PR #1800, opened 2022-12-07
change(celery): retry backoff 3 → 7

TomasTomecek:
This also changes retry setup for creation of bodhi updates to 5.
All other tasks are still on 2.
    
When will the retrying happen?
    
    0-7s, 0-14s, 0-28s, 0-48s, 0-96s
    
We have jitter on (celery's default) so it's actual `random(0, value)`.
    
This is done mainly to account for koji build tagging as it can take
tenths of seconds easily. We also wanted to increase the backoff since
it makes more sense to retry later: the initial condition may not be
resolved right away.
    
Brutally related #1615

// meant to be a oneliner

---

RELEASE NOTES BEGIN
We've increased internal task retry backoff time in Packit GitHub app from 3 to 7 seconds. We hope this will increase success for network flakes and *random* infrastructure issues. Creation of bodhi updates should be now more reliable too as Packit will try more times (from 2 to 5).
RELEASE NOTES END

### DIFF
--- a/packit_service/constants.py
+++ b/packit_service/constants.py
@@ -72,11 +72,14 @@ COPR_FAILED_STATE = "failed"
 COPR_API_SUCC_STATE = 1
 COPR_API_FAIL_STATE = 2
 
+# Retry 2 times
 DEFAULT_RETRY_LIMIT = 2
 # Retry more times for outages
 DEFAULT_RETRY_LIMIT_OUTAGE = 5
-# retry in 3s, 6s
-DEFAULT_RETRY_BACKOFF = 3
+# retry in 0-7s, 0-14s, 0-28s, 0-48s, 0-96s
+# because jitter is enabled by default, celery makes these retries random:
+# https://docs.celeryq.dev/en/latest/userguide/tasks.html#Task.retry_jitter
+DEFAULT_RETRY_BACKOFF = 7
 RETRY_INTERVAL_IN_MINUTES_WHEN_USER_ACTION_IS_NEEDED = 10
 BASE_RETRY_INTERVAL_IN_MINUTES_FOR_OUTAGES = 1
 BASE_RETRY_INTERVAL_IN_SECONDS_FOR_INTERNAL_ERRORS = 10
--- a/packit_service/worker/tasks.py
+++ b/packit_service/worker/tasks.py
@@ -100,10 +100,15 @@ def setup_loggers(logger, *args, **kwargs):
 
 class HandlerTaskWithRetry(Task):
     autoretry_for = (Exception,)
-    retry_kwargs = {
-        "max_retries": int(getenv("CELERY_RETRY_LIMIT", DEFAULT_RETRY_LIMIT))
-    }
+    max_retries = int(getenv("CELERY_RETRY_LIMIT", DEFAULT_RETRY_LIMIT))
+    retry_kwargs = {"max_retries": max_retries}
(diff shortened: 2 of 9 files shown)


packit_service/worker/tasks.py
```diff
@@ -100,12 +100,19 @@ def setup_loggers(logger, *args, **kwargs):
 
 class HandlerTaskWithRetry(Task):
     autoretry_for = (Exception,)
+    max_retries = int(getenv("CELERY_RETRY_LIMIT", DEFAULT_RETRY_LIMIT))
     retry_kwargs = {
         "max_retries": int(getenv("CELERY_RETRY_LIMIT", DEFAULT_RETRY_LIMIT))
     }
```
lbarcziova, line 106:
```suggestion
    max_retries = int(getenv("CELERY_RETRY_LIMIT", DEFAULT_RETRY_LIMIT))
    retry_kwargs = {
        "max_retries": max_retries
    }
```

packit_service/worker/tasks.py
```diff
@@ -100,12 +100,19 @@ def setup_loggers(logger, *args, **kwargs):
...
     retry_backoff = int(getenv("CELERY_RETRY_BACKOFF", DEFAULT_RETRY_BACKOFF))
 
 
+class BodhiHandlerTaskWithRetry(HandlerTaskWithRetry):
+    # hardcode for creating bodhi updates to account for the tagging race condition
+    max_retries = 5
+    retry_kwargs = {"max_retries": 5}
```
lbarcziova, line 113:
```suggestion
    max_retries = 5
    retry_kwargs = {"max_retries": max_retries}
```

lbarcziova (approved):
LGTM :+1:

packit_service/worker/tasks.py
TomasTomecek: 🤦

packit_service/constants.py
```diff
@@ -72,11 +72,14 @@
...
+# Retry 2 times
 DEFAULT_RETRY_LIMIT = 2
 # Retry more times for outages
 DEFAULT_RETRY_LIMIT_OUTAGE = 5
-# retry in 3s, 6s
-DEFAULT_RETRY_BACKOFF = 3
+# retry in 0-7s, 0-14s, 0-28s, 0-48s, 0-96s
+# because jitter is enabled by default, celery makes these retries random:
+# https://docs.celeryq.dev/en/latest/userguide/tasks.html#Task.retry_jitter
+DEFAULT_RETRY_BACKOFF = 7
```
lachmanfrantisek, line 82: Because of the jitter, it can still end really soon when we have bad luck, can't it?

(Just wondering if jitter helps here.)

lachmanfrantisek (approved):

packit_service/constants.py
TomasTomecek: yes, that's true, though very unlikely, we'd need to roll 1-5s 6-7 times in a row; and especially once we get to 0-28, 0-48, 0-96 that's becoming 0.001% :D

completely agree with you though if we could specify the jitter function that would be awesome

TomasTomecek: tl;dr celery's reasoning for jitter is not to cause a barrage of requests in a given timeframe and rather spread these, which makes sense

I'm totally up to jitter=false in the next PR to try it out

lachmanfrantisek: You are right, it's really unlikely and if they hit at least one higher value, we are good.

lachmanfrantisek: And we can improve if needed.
-- -- --
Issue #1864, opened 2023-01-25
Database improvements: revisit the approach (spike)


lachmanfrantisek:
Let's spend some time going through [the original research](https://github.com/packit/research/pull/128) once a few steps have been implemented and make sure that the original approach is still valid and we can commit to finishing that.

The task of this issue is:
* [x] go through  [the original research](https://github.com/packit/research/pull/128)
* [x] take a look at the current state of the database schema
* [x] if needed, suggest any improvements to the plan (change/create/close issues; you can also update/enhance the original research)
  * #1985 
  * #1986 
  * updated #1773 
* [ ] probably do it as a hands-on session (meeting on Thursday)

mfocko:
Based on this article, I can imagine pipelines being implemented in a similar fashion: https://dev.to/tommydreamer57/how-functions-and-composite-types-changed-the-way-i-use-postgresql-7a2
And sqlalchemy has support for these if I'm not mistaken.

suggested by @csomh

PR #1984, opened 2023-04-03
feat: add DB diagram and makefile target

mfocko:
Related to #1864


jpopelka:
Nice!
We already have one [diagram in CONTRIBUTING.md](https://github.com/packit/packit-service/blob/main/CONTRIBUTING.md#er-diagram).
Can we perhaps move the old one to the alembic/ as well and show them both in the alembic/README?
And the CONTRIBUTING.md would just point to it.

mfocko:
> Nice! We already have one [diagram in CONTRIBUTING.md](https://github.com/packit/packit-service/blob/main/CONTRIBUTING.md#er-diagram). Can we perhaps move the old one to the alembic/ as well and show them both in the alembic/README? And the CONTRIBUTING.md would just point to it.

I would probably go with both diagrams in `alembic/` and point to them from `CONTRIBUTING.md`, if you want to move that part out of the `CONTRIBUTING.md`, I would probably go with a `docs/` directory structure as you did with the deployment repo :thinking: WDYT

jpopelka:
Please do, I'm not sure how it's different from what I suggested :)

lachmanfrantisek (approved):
-- -- --
TASK STATEMENT = Would you copy every line from the listing above that has the string "point" in it?

RESULT =
And the CONTRIBUTING.md would just point to it.
> Nice! We already have one [diagram in CONTRIBUTING.md](https://github.com/packit/packit-service/blob/main/CONTRIBUTING.md#er-diagram). Can we perhaps move the old one to the alembic/ as well and show them both in the alembic/README? And the CONTRIBUTING.md would just point to it.
I would probably go with both diagrams in `alembic/` and point to them from `CONTRIBUTING.md`, if you want to move that part out of the `CONTRIBUTING.md`, I would probably go with a `docs/` directory structure as you did with the deployment repo :thinking: WDYT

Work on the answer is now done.